PR #932, opened 2024-09-26
feat: [WD-15076] Instance Overview add devices

Kxiru:
## Done
Work Done:
- Added Pool to Instance Overview page
- Added Pool to Instance Detail Panel Content
- Added PID to Instance Detail Panel Content
- Added Devices to Instance Overview Page

## QA

1. Run the LXD-UI:
    - Navigate to an Instance and observe the changes in it's Overview and side panel.

## Screenshots

image


src/pages/instances/InstanceDetailPanelContent.tsx
```diff
@@ -85,6 +89,14 @@ const InstanceDetailPanelContent: FC<Props> = ({ instance }) => {
             {settings?.environment?.server_clustered ? instance.location : "-"}
           </td>
         </tr>
+        <tr>
+          <th className="u-text--muted">Pool</th>
+          <td>{(instance.expanded_devices?.root as LxdDiskDevice).pool}</td>
```
edlerd, line 94: Can we link to the storage pool detail page?

src/pages/instances/InstanceDetailPanelContent.tsx
```diff
@@ -85,6 +89,14 @@ const InstanceDetailPanelContent: FC<Props> = ({ instance }) => {
             {settings?.environment?.server_clustered ? instance.location : "-"}
           </td>
         </tr>
+        <tr>
+          <th className="u-text--muted">Pool</th>
```
edlerd, line 93: I think we need to be more specific
```suggestion
          <th className="u-text--muted">Root storage pool</th>
```

src/pages/instances/InstanceOverview.tsx
```diff
@@ -85,6 +87,12 @@ const InstanceOverview: FC<Props> = ({ instance }) => {
                     : "-"}
                 </td>
               </tr>
+              <tr>
+                <th className="u-text--muted">Pool</th>
```
edlerd, line 91:
```suggestion
                <th className="u-text--muted">Root storage pool</th>
```

src/pages/instances/InstanceOverview.tsx
```diff
@@ -85,6 +87,12 @@ const InstanceOverview: FC<Props> = ({ instance }) => {
...
+                <td>
+                  {(instance.expanded_devices?.root as LxdDiskDevice).pool}
```
edlerd, line 93: Add the link here as well.

src/pages/instances/InstanceOverviewDevices.tsx
```diff
@@ -0,0 +1,67 @@
...
+} from "types/device";
+
+interface Props {
+  instance: LxdInstance;
+}
+type InstanceOverviewDevices =
+  | LxdNoneDevice
+  | LxdGPUDevice
+  | LxdOtherDevice
+  | LxdProxyDevice;
```
edlerd, line 18:
```suggestion
```
I don't think we need a new type here (see below). I think we should not use the same name for a component and a type.

src/pages/instances/InstanceOverviewDevices.tsx
```diff
@@ -0,0 +1,67 @@
...
+
+const InstanceOverviewDevices: FC<Props> = ({ instance }) => {
+  const instanceDevices = Object.entries(
+    instance.expanded_devices ?? {},
+  ).filter(([, device]) => {
+    return !(device.type === "nic" || device.type === "disk");
+  });
```
edlerd, line 25: I think this should be in a helper function `getDevices(instance)` that returns an `LxdDeviceValue[]`. That way we don't need the cast as `const device = dev as InstanceOverviewDevices` below and contain the cast to a function.

src/pages/instances/InstanceOverviewDevices.tsx
```diff
@@ -0,0 +1,67 @@
...
+      },
+    };
+  });
+
+  return (
+    <>
+      {hasDevices && (
+        <MainTable headers={deviceHeaders} rows={deviceRows} sortable />
+      )}
+      {!hasDevices && <>No devices available</>}
```
edlerd, line 62:
```suggestion
      {!hasDevices && <>-</>}
```
I think this is too verbose, we can have the same info with much less copy. This is also better in line how we deal with no networks.

src/sass/_instance_detail_overview.scss
```diff
@@ -20,6 +20,16 @@
...
+  .general,
+  .usage,
+  .devices {
+    border-bottom: 1px solid $color-mid-light;
+
+    table {
+      margin-bottom: $spv--large;
+    }
+  }
+
```
edlerd, line 32: We should not duplicate this from above?

src/sass/_instance_detail_overview.scss
```diff
@@ -54,6 +64,17 @@
...
+    th:nth-child(1) {
+      width: 30%;
+    }
+
+    th:first-of-type,
+    td:first-of-type {
+      padding-left: 0;
+    }
+  }
+
```
edlerd, line 77: We can reuse the definition for profiles below, no need to duplicate it.

edlerd (changes requested):

src/pages/instances/InstanceOverviewDevices.tsx
Kxiru: I understand not using the same name for the Component and type here, but removing the new types gives me the error that I was dealing with before. I cannot simply use the LxdDeviceValue type as we get another case of LxdISoDevice not having a name attribute, so I created a new type for all the devices but Iso and disks.

src/pages/instances/InstanceDetailPanelContent.tsx
```diff
@@ -85,6 +89,20 @@ const InstanceDetailPanelContent: FC<Props> = ({ instance }) => {
             {settings?.environment?.server_clustered ? instance.location : "-"}
           </td>
         </tr>
+        <tr>
+          <th className="u-text--muted">Root storage pool</th>
+          <td>
+            <Link
+              to={`/ui/project/${instance.project}/storage/pool/${(instance.expanded_devices?.root as LxdDiskDevice).pool}`}
+            >
+              {(instance.expanded_devices?.root as LxdDiskDevice).pool}
```
edlerd, line 98: Better assign a variable `const rootPool = ...` and reuse it, like we do for the pid.

Also the assumption here, that the root disk always has the name `root` is not correct. We should add a function to pick the root device by filtering all devices by the ones that are
1. type=disk
2. path=/
3. source is not set

Maybe put this into a function, so we can use it on the overview tab and in the side panel.

src/util/helpers.tsx
```diff
@@ -298,3 +299,15 @@ export const getFileExtension = (filename: string): string => {
...
   return `.${filename.split(".").pop()}` || "";
 };
+
+export const getDevices = (
+  instance: LxdInstance,
+): [string, LxdDeviceValue][] => {
+  const instanceDevices = Object.entries(
+    instance.expanded_devices ?? {},
+  ).filter(([, device]) => {
+    return !(device.type === "nic" || device.type === "disk");
```
edlerd, line 309:
```suggestion
    return (device.type !== "nic" && device.type !== "disk");
```
I think this is easier to read.

src/util/helpers.tsx
```diff
@@ -298,3 +299,15 @@ export const getFileExtension = (filename: string): string => {
 
   return `.${filename.split(".").pop()}` || "";
 };
+
+export const getDevices = (
```
edlerd, line 303: The name is misleading. Maybe return all devices here, and move the filter to the use case?

So the funciton body here becomes
```
  return Object.entries(
    instance.expanded_devices ?? {},
  );
```

src/pages/instances/InstanceOverviewDevices.tsx
edlerd: I think with the current code, we don't need to access device.name, but we only rely on devicename. So this should be fine?

src/pages/instances/InstanceOverviewDevices.tsx
```diff
@@ -0,0 +1,58 @@
+import { FC } from "react";
+import { MainTable } from "@canonical/react-components";
+import { LxdInstance } from "types/instance";
+import {
+  LxdGPUDevice,
+  LxdNoneDevice,
+  LxdOtherDevice,
+  LxdProxyDevice,
+} from "types/device";
```
edlerd, line 9:
```suggestion
```
seems unused

edlerd (commented):
Thanks for the iteration, some pointers to further improve this below.

src/pages/instances/InstanceOverviewDevices.tsx
Kxiru: Ahhh, I see. I understand where you are coming from now, thank you for clarifying.

src/pages/instances/InstanceDetailPanelContent.tsx
Kxiru: I understand now. I have extrapolated this into a function now, please let me know what you think :)

src/util/helpers.tsx
```diff
@@ -301,3 +302,21 @@ export const getFileExtension = (filename: string): string => {
...
 export const delay = (ms: number): Promise<void> =>
   new Promise((resolve) => setTimeout(resolve, ms));
+
+export const returnAllDevices = (
+  instance: LxdInstance,
+): [string, LxdDeviceValue][] => {
+  const instanceDevices = Object.entries(instance.expanded_devices ?? {});
+
+  return instanceDevices;
+};
```
edlerd, line 312:
```suggestion
export const getInstanceDevices = (
  instance: LxdInstance,
): [string, LxdDeviceValue][] => {
  return Object.entries(instance.expanded_devices ?? {});
};
```
Better naming and a bit simpler?

src/util/helpers.tsx
```diff
@@ -301,3 +302,21 @@ export const getFileExtension = (filename: string): string => {
...
+
+export const getRootPool = (instance: LxdInstance): string => {
+  const allDevices = Object.entries(instance.expanded_devices ?? {}).filter(
+    ([, device]) => {
+      return device.type == "disk" && (device as LxdDiskDevice).path == "/";
+    },
+  );
+  const rootPool = allDevices[0];
+  return (rootPool[1] as LxdDiskDevice).pool;
+};
```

===============

Try it — Please retype, with no changes, the lines that run from the first line of the entries to the line with "- Navigate to", both ends included.

Reply to the task —
PR #932, opened 2024-09-26
feat: [WD-15076] Instance Overview add devices

Kxiru:
## Done
Work Done:
- Added Pool to Instance Overview page
- Added Pool to Instance Detail Panel Content
- Added PID to Instance Detail Panel Content
- Added Devices to Instance Overview Page

## QA

1. Run the LXD-UI:
    - Navigate to an Instance and observe the changes in it's Overview and side panel.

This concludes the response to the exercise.